What should I discuss with my healthcare provider before taking Xanax (Alprazolam)?
You should not take alprazolam if you have:
- narrow-angle glaucoma
- if you are also taking itraconazole (Sporanox) or ketoconazole (Nizoral); or
- if you are allergic to alprazolam or to other benzodiazepines, such as chlordiazepoxide (Librium), clorazepate (Tranxene), diazepam (Valium), lorazepam (Ativan), or oxazepam (Serax)
To make sure you can safely take alprazolam, tell your doctor if you have any of these other conditions:
- asthma, emphysema, bronchitis, chronic obstructive pulmonary disorder (COPD), or other breathing problems
- kidney or liver disease (especially alcoholic liver disease)
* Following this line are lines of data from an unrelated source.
PR #1414, opened 2024-03-26
More efficient `ReflectionClass#getParentClass()` - prevent loading all parent classes upfront

staabm:
Before this PR `getParentClass` was unnecessary greedy resolving the whole parent hierarchy even though only a single level would be sufficient

the method stood out on a recent blackfire profile. notice the "explosion" of calls from ~1.500 to ~67.400 in

grafik

### DIFF
--- a/psalm-baseline.xml
+++ b/psalm-baseline.xml
@@ -100,6 +100,7 @@
       <code><![CDATA[reflectClass]]></code>
       <code><![CDATA[reflectClass]]></code>
       <code><![CDATA[reflectClass]]></code>
+      <code><![CDATA[reflectClass]]></code>
       <code><![CDATA[toLowerString]]></code>
     </ImpureMethodCall>
   </file>
--- a/src/Reflection/ReflectionClass.php
+++ b/src/Reflection/ReflectionClass.php
@@ -1086,12 +1086,16 @@ class ReflectionClass implements Reflection
      */
     public function getParentClass(): ReflectionClass|null
     {
-        $parentClass = $this->getParentClasses()[0] ?? null;
-
-        if ($parentClass === null) {
+        $parentClassName = $this->getParentClassName();
+        if ($parentClassName === null) {
             return null;
         }
 
+        if ($this->name === $parentClassName) {
+            throw CircularReference::fromClassName($parentClassName);
+        }
+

- a history of depression or suicidal thoughts or behavior; or
- a history of drug or alcohol addiction
Alprazolam may be habit forming and should be used only by the person it was prescribed for. Never share alprazolam with another person, especially someone with a history of drug abuse or addiction. Keep the medication in a place where others cannot get to it.
FDA pregnancy category D. Do not use alprazolam if you are pregnant. It could harm the unborn baby. Alprazolam may also cause addiction or withdrawal symptoms in a newborn if the mother takes the medication during pregnancy. Use effective birth control, and tell your doctor if you become pregnant during treatment.
Alprazolam can pass into breast milk and may harm a nursing baby. You should not breast-feed while you are using alprazolam.
The sedative effects of alprazolam may last longer in older adults. Accidental falls are common in elderly patients who take benzodiazepines. Use caution to avoid falling or accidental injury while you are taking alprazolam.
Do not give this medication to anyone under 18 years old.